Current
- Current is charge per unit time passing a point in space.
- A flow of positive charges to the right of 1 Coulomb / sec is the same current as 1 Coulomb / sec of negative charge flowing to the left.
- 1 Coulomb / 1 sec $\equiv$ 1 Ampere = 1 A.
The current in a wire can be cartoonified as a constant line charge $\lambda$ (units: charge / length) moving with a velocity $v$. This combination $$I = \lambda v,$$ has the right dimensions for current....
But current also has a (vector) direction, so we should write: $$\myv I = \lambda \myv v.$$
The force on little chunk of charge, $dq$ that is moving in a magnetic field: $$d\myv F_m = dq\,\myv v\times\myv B.$$ Integrating to get the total force on a wire: $$\myv F_m = \int (\myv v \times \myv B) dq = \int (\myv v \times \myv B) \lambda d l = \int (\myv I \times \myv B) dl$$
For every segment of a wire, there is just as much current flow in as current flow out. Then $I$ is constant along the path of the wire. With $d\myv l$ pointing in the direction of the current... $$\myv F_m = I \int (d \myv l \times \myv B).$$
Electrostatics included: point charge $q$, line charge $\lambda$, surface charge $\sigma$, and volume charge densities $\rho$. If each of these "kinds" of charge is mobile, and moving with a velocity $\myv v$, the corresponding quantities are...

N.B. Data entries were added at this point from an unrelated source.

PR #199, opened 2016-09-29
Fix #198 - Warn users of manually creating predefined resources

### LINKED ISSUE #198: Warn users when using the Template#resource method for an already supported resource type
**Feature request**: Users should be warned when they define a resource inline if a resource of the same type exists.

## Observed behaviour
Calling `resource` from within a template does not display a warning.

## Desired behavior
**Feature request**: Users should be warned when they define a resource inline if a resource of the same type exists.

erran-r7:
# Description
Fix #198 - Warn users of when they redefine resources.

### DIFF
--- a/spec/convection/model/template/validate_bytesize_spec.rb
+++ b/spec/convection/model/template/validate_bytesize_spec.rb
@@ -21,13 +21,13 @@ class Convection::Model::Template
           description 'Validations Test Template - Excessive Bytesize'
 
           200.times do |count|
-            resource "EC2_INSTANCE_#{count}" do
-              type 'AWS::EC2::Instance'
-              property 'AvailabilityZone', 'us-east-1a'
+            ec2_instance "EC2_INSTANCE_#{count}" do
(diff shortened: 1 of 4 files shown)


spec/convection/model/template/validate_bytesize_spec.rb
```diff
@@ -21,13 +21,13 @@ class Convection::Model::Template
           description 'Validations Test Template - Excessive Bytesize'
 
           200.times do |count|
-            resource "EC2_INSTANCE_#{count}" do
-              type 'AWS::EC2::Instance'
-              property 'AvailabilityZone', 'us-east-1a'
+            ec2_instance "EC2_INSTANCE_#{count}" do
+              availability_zone 'us-east-1a'
               property 'ImageId', 'ami-76e27e1e'
               property 'KeyName', 'test'
```
erran-r7: These can be replaced with the existing methods vs. re-defining the properties.

**side note**: Should we warn when re-defining properties as well?

PR #488, opened 2026-06-22
feat(solana): charge churn fee on remove_quote (close-recreate bypass)

LandynDev:
Closes a bypass in the #484 anti-flashing quote fee.

## The hole
`set_quote` detects "first creation" (free) by a zeroed quote PDA. But `remove_quote` does `close = miner` — it deletes the PDA and refunds rent. So:

1. `remove_quote` → PDA closed, rent back
2. `set_quote` → fresh PDA → `miner == default` → **fee = 0**

Net cost to flash-bypass ≈ tx fees + a rent round-trip (a wash). The 0.01 SOL churn fee is fully dodged.

## Fix
`remove_quote` charges the **same** `quote_update_fee`, keyed off how long the quote stood. Disturbing a fresh quote costs the same whether you overwrite it in place or close-then-recreate; a long-standing quote still removes free.

- `RemoveQuote` gains `vault` + `system_program` (mirrors `SetQuote`)
- `QuoteRemoved` gains `remove_fee`

## Tests
- New `test_remove_fresh_quote_charges_churn_fee`: fresh remove → tier-1; stale remove → free
- `test_remove_quote_closes_and_refunds`: warps past the decay window so it stays a pure rent-refund check
- On-chain + integration remove-quote helpers updated for the new accounts

> Built against `contract-v2` (host `cargo check` clean). LiteSVM/e2e need the SBF toolchain — not run locally.

PR #490, opened 2026-06-22
feat(solana): PR-484 review fixes + Treasury/Vault separation

anderdc:
Follow-up to #484 (merged): the review fixes that didn't make the squash, plus a Treasury/Vault separation and the consolidation of the closed #488. Branched off `contract-v2` and ingests #489 (comment compression).

## Correctness / fund-safety
- **Over-collateralization gated at pool entry** (`open_or_request`): a miner must hold `1.10x` the swap size up front. Collateral can't drop while busy, so `vote_initiate` can no longer strand a user whose source funds are already committed. (484 review #1)
- **`busy ⟹ active` invariant:** `vote_deactivate` now refuses a busy miner (mirrors self-`deactivate`), so a miner mid-pool/reservation/swap can't be deactivated. Nothing clears `busy_until` early, so the invariant holds cleanly.
- **No admin cancel ops.** Evaluated restoring `cancel_pool`/`cancel_reservation` (deleted in #485) but **dropped them**: no permanent stuck state exists — `resolve_pool` is permissionless (an open pool always progresses) and a reservation self-expires at `reservation_ttl`. They were only early-clear accelerators and the sole paths that cleared `busy_until` manually (the footgun behind a fund-safety bug caught in review). `resolve_pool` needs no active check (documented invariant); `vote_initiate` keeps a defensive `active` check as the funds-commit backstop.
- **Contradictory config bounds rejected** (`set_min/max_swap_amount`, collateral) via shared `validate.rs`, used by **both** `initialize` and the setters so the two write paths can't diverge. (#6, #8)

## Treasury / Vault separation
- Collateral and subnet revenue no longer share an account. **`Vault`** holds only collateral (trustless — leaves only via the owning miner's withdraw or a slash to the wronged user); new **`Treasury` PDA** holds only revenue (1% confirm fee, reservation fee, quote churn fee). Timeout slash still pays the **user** from the Vault. Split invariants: `vault.lamports == rent + total_collateral`, `treasury.lamports == rent + total`.
- Also removes the `set_quote` write-lock on the collateral vault (a parallelism win).

## Anti-flash quote fee (supersedes #488)
- Creation is **free**; updates pay the decaying churn fee; `remove_quote` charges the same decaying fee → Treasury, closing the remove+recreate dodge without taxing first-time quotes. (Adopted @LandynDev's remove-side mechanism from #488, routed to the new Treasury.) Removal can cost the fee by design — posting a quote affirms a commitment to honor it.

## Other
- `tunables.rs` folded into `constants.rs` (one home for economic levers); `DEFAULT_FULFILLMENT_TIMEOUT_SECS = 14400` (4h) canonical deploy default.

## Tests
- LiteSVM **65 passed / 17 ignored / 0 failed**; `e2e.sh` **24/24** against a live validator (build + deploy + on-chain).
- Coverage: entry over-collateral gate, busy-lock deactivation, bounds validation, quote create-free/remove-fee, treasury lamport conservation.


LandynDev (approved):
Reviewed for correctness: Vault/Treasury split holds both invariants on every fund path; busy⟹active invariant sound; shared validate.rs wired into initialize + all setters. Approving. Follow-up: bump CONFIG_VERSION; fix stale vote_initiate comment.

PR #491, opened 2026-06-22
refactor(solana): per-miner collateral vaults

anderdc:
**Stacked on #490** (`solana-review-followups`). Until #490 merges, this PR's diff shows #490's changes too; once #490 lands in `contract-v2`, it collapses to just the per-miner-collateral change. Review #490 first.

## What

Replace the single shared collateral `Vault` with **per-miner `CollateralVault` PDAs** (`seeds=[b"collateral", miner]`). Each miner's collateral lamports live in their own account; `MinerState.collateral` stays the authoritative ledger. The `Treasury` PDA (subnet revenue) is unchanged.

## Why

The shared `Vault` was both a write-serialization point and a cheap-to-grief congestion target: a miner spamming self-deposits could eat the vault's ~12M-CU/block budget and **delay swap settlement** (`confirm`/`timeout` wrote the same account). Per-miner vaults:
- **isolate the DOS blast radius** — a miner's deposit/withdraw spam only congests their own PDA;
- **parallelize** collateral ops across different miners;
- make custody **literal** — a miner's collateral is in their own account, movable only by their own `withdraw_collateral` or a quorum slash.

No fund-access change: deposit/withdraw were already signer-scoped to the owner.

## Changes
- New `CollateralVault { bump }`; `Vault` struct + `VAULT_SEED` removed.
- `post_collateral`/`withdraw_collateral` move lamports between the miner and *their own* vault (lazily created on first deposit, miner-paid rent).
- `confirm_swap`: 1% fee → Treasury from the miner's vault; `timeout_swap`: slash → user from the miner's vault.
- `apply_penalty` drops the shared-total bookkeeping (per-account invariant: `lamports == rent + collateral`).
- `initialize` no longer creates a shared vault.

## Tests
- LiteSVM **65/65**; `e2e.sh` **24/24** (build + deploy + on-chain, exercising the per-miner vaults end-to-end).
- Per-miner invariant assertions (`collateral_vault(miner).lamports == rent + MinerState.collateral`); removed the obsolete shared-`total_collateral` checks.

### DIFF
--- a/smart-contracts/solana/programs/allways_swap_manager/src/constants.rs
+++ b/smart-contracts/solana/programs/allways_swap_manager/src/constants.rs
@@ -4,9 +4,10 @@ use anchor_lang::prelude::*;
 #[constant]
 pub const CONFIG_SEED: &[u8] = b"config";
 
-/// PDA seed for the singleton native-SOL collateral vault (`seeds = [VAULT_SEED]`).
+/// PDA seed prefix for a per-miner native-SOL collateral vault (`seeds = [COLLATERAL_SEED, miner]`) —
+/// each miner's collateral in its own account: trustless custody + no shared-vault contention.
 #[constant]
-pub const VAULT_SEED: &[u8] = b"vault";
+pub const COLLATERAL_SEED: &[u8] = b"collateral";
 
 /// PDA seed prefix for per-miner state (`seeds = [MINER_SEED, miner_pubkey]`).
 #[constant]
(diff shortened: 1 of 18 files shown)


LandynDev (approved):
Per-miner collateral vaults: fund-safe. collateral_vault/miner_state/swap all derive from the same miner key + swap has_one=miner (fee/slash unsubstitutable); timeout payout bound via swap.user==user.key(); debits clamped so a vault never drops below rent. Approving.

PR #492, opened 2026-06-22
feat(solana): dynamic pool bids (in-window request updates)

anderdc:
**Stacked on #491 → #490.** Until those merge, this PR's diff includes their changes too; once they land in `contract-v2` it collapses to just this change. Review order: #490 → #491 → this.

## What

A validator gets **one shot** per reservation pool today — a second `open_or_request` from the same validator while the pool is open is rejected with `AlreadyRequested`. This lets a validator **update its bid in place** while the window is still open (upsert), frozen once the pool resolves.

## Why

The miner's rate is **pinned at pool open**, so the intended workflow is for a validator to run its user-selection *after* a pool opens (bidding against a now-stable rate) and refine as better users arrive. Part B of the reservation/initiation evolution.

| Current-related quantity | $$\myv F_m$$ |
|---|---|
| line current $\myv I = \lambda \myv v$ | $$\int (\myv v \times \myv B) \lambda d l = \int (\myv I \times \myv B) dl$$ |
| Surface current density $\myv K = \sigma \myv v$: Current per unit width perp to flow. | $$\int (\myv v \times \myv B) \sigma da=\int (\myv K \times \myv B) da$$ |
| Volume current density $\myv J = \rho \myv v$: Current per unit area perpendicular to the flow. | $$\int(\myv v \times \myv B) \rho d \tau = \int (\myv J \times \myv B) d \tau$$ |
So, the
current $dI$ flowing in the square-cross-section "extruded playdoh thing"

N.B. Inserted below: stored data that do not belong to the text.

PR #493, opened 2026-06-23
feat(solana): deadline extensions (reservation + fulfillment)

LandynDev:
## What

Lets any validator slide a reservation's `reserved_until` or a swap's `timeout_at` **forward** while it waits on slow chain confirmation — so a correct miner isn't false-slashed when a BTC confirmation lands after a tight deadline.

Two new instructions: `extend_reservation`, `extend_timeout`. **No quorum.**

## Why it's safe without quorum

An extension moves no funds. Money only moves at `confirm_swap` / `timeout_swap`, which stay quorum-gated. So a rogue validator can at most **delay** a slash up to a fixed ceiling — never cause one, never block one past the ceiling.

Two guards carry it:
- **monotonic** — target must be later than the current deadline (can't shorten a miner's runway)
- **ceiling** — `max_extend_at`, frozen at creation = deadline + budget (can't hold a miner hostage)

No count cap / no per-extension cap: the total ceiling bounds the worst case on its own. Validators nudge adaptively as confirmations land.

## Config
- `max_total_extension_secs` — default **90 min**, admin-tunable within **[30 min, 120 min]**.
- Reset base deadlines to the intended **10 min** each side (`DEFAULT_FULFILLMENT_TIMEOUT_SECS` 4h→10m, new `DEFAULT_RESERVATION_TTL_SECS` 10m), mirroring ink!'s 50-block default. Model: tight base, extend as needed → ≤ ~100 min.
- Extensions ignore `halted` (in-flight swaps must finish).

## Tests
`test_extensions.rs`: happy path, ceiling cap, monotonic reject, validator-only, Active + Fulfilled. Bounds unit test passes; full integration run needs `build-sbf` in the dev env.

## Follow-ups (not in this PR)
Python `contract_client` methods, `optimistic_extensions.py` collapse to a single `extend` call, `event_watcher` for the 2 new events. Deployer/dev-env must pass the 10m init args.

### DIFF
--- a/smart-contracts/solana/programs/allways_swap_manager/src/consensus.rs
+++ b/smart-contracts/solana/programs/allways_swap_manager/src/consensus.rs
@@ -57,6 +57,16 @@ pub fn weights_hash(validators: &[ValidatorInfo], weights: &[u64]) -> [u8; 32] {
     hashv(&refs).to_bytes()
 }
 
+/// Assert `validator` is whitelisted — for consensus-free validator actions (deadline extensions)
+/// that gate on membership but open no vote round.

that's shown here which has a cross-sectional area $da_\perp$, in a region
where the current
density is $\myv J$,
is
$$dI = da_{\perp} J.$$
Problem 5.5.b
A current $I$ flows down a wire of radius $a$. If it's distributed in such a way that the volume current density is inversely proportional to the distance from the axis, what is $J$?

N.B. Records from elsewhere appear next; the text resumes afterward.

PR #494, opened 2026-06-24
feat(solana): scoring read-surface + freshness source-replay (A1–A5) for the off-chain refactor

anderdc:
## Summary

Adds the **on-chain read-surface** the off-chain validator refactor will build against — making the validator dumber/more trustless by moving derivable state onto the contract — plus replaces the permanent source-replay marker with a freshness bound, and hardens the claim path. Additive over `contract-v2` (no behavior change to existing flows). `CONFIG_VERSION` → 10.

## What's in it

| Task | Change |
|---|---|
| **A1** | `MinerState.successful_swaps`/`failed_swaps` counters — the flat eligibility gate reads these (no off-chain credibility ledger). |
| **A2** | `MinerDirectionStats` PDA + richer `SwapCompleted` — per-direction realized volume/VWAP for the "quality volume" scoring half. |
| **A3** | `submit_swap_claim` + `PendingAttestation` — the source-tx claim moves on-chain (deletes the brittle off-chain `pending_confirms` queue). Payout is **pinned** in the reservation at lottery time (front-run can't redirect it). `close_stale_claim` reaps orphans. |
| **A4** | **Freshness source-replay** — removed the permanent `TxMarker` (unbounded forever-rent); added `Reservation.created_at` as the source-freshness bound (dest bound = existing `swap.initiated_at`). The actual checks are validator-side (see below). |
| **A5** | `bind_hotkey` + `Binding` PDA — mutual-signature hotkey↔Solana-pubkey identity (strikes attribute to the right UID; rotation can't dodge them). |
| **fix** | `submit_swap_claim` gated to whitelisted validators (relay) — kills the front-run *squat* of the one-claim slot + junk-claim RPC-amplification, mirroring the proven ink! "only validators put a tx on-chain" model. Participation stays open. |
| **B** | Pool entry confirmed **already permissionless** (no validator gate; non-validator routers get lottery weight 0 → uniform/lose to validators). Renamed the misleading `Request.validator` → `router` for clarity; no behavior change. |
| **chore** | Pre-PR cleanup: dropped dead `Reservation.bound_hash`; fixed stale comments. |

## ⚠️ Load-bearing follow-up (validator / Phase B, before mainnet)

A4 removed the contract-level source-replay guard. The replacement — a validator **freshness check** (`from_tx` block-time > `Reservation.created_at`; `to_tx` block-time > `swap.initiated_at`) — lives off-chain and **must be implemented + tested before mainnet** (tracked in `SOLANA_VALIDATOR_CHANGES.md`). Safe pre-launch/devnet meanwhile.

## Deferred (own design pass)

A cheap **miner-DoS**: a single ~0.02-SOL junk `open_or_request` busies a miner for the pool window + reservation TTL (the junk winner can't claim → miner idle until expiry); repeatable. Pre-existing (entry was already open), not introduced here. Mitigation = fee-sizing / requester bond / only-the-winner-busies — revisit during Phase B.

## Testing

- **84 LiteSVM unit tests** green (`cargo test -p allways_swap_manager`).
- **25/25 on-chain integration tests** green (`e2e.sh` harness, solana-test-validator).


smart-contracts/solana/programs/allways_swap_manager/src/state.rs
```diff
@@ -246,12 +260,58 @@ pub struct MinerQuote {
...
+pub struct MinerDirectionStats {
+    pub miner: Pubkey,
+    #[max_len(MAX_CHAIN_LEN)]
+    pub from_chain: String,
+    #[max_len(MAX_CHAIN_LEN)]
+    pub to_chain: String,
+    /// Count of completed (confirmed) swaps in this direction.
+    pub completed: u32,
+    /// Sum of the collateral-backed SOL size over completed swaps (lamports).
+    pub total_sol_amount: u128,
```
LandynDev: **A2 — `total_sol_amount` may be redundant here (not a blocker).**

The realized signal the scoring layer needs is the per-direction `total_from_amount` / `total_to_amount`. Because this PDA is keyed by `(miner, from_chain, to_chain)`, those two are already **asset-pure** — `total_from_amount` is always in `from_chain`’s unit, `total_to_amount` always in `to_chain`’s — so the realized VWAP works without any normalization.

`total_sol_amount` is the only field needing a common unit, and that normalization happens **off-chain** in the scoring validator, which already runs a price feed for the rate-vs-market benchmark. It can re-derive SOL-notional from `total_from_amount × price` for free. Two downsides to keeping it on-chain: (a) it duplicates something the validator computes anyway, and (b) it stops being a common unit the moment collateral goes multi-asset — a TAO-collateralized miner’s `sol_amount` isn’t comparable to a SOL-collateralized one’s, so summing across miners mixes units. Since this is permanent state and the `sol_*` name bakes in the collateral=SOL assumption that split-collateral will unwind, dropping it (and letting from/to carry the realized record) keeps the PDA asset-agnostic for free. The at-time notional, if ever wanted, is already in the extended `SwapCompleted` event. Worth settling before this PDA shape locks.

smart-contracts/solana/programs/allways_swap_manager/src/instructions/confirm_swap.rs
```diff
@@ -101,6 +130,32 @@ pub fn handler(ctx: Context<ConfirmSwap>, swap_key: [u8; 32]) -> Result<()> {
...
+        let stats_bump = ctx.bumps.direction_stats;
+        let stats = &mut ctx.accounts.direction_stats;
+        if stats.miner == Pubkey::default() {
+            stats.miner = miner;
+            stats.from_chain = from_chain.clone();
+            stats.to_chain = to_chain.clone();
+            stats.bump = stats_bump;
+        }
+        stats.completed = stats.completed.saturating_add(1);
+        stats.total_sol_amount = stats
```
LandynDev: Tied to the `MinerDirectionStats` note in state.rs: this accrual is the only writer of `total_sol_amount`. If that field is dropped as asset-agnostic cleanup, this block goes with it and the `from`/`to` accruals below carry the realized record unchanged.

smart-contracts/solana/programs/allways_swap_manager/src/instructions/bind_hotkey.rs
```diff
@@ -0,0 +1,45 @@
...
+    let now = Clock::get()?.unix_timestamp;
+    let miner = ctx.accounts.miner.key();
+    let bump = ctx.bumps.binding;
+
+    let binding = &mut ctx.accounts.binding;
+    if binding.miner == Pubkey::default() {
+        binding.miner = miner;
+        binding.bump = bump;
+    }
+    binding.hotkey = hotkey;
```
LandynDev, line 63: **A5 seal — re-bind immutability is validator-policy, not endpoint-enforced.**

This is two conditions on $J$:
The first is that the functional form for $J$ is $J(s)=k/s$ for $0<s<a$. (And $J=0$ for $a<s$).
The second is that the total current, integrated over a cross-section through the wire is (using cylindrical coordinates): $$I = \int dI = \int J da_\perp = \int_0^{2\pi} d \phi \int_0^a s\,ds\ k/s=2 \pi k \int_0^a ds = 2\pi k a.$$
Solving this for the constant $k$, we get: $$J(s) = \frac{I}{2\pi a} \frac{1}{s}.$$
Local charge conservation
According to the problem we just did, the current crossing some surface ${\cal S}$ is $$I = \int_{\cal S} J da_\perp = \int_{\cal S} \myv J \cdot d \myv a,$$ [$d\myv a$ is a small piece of surface area, with units like "square meters", and it points in a direction perpendicular to the surface.]
If we integrate over a closed surface, we can use the divergence theorem to write the integral as a volume integral over the enclosed volume. $$\oint_{\cal S} \myv J \cdot d \myv a = \int_{\cal V} (\myv \grad \cdot \myv J) d \tau.$$
This integral must be the total charge leaving $\cal V$ in a unit of time. Since charge is conserved, that's just $-\frac{d}{dt}Q_\text{enc}$ which we can write as: $$\int_{\cal V} (\myv \grad \cdot \myv J) d \tau = -\frac{d}{dt}\int_{\cal V} \rho d \tau = - \int_{\cal V} \frac{\del \rho}{\del t} d \tau.$$
But the volume $\cal V$ is completely arbitrary, so it must be the case that:
At every point in space: $$\myv \grad \cdot \myv J = -\frac{\del \rho}{\del t}.$$ This is called the continuity equation.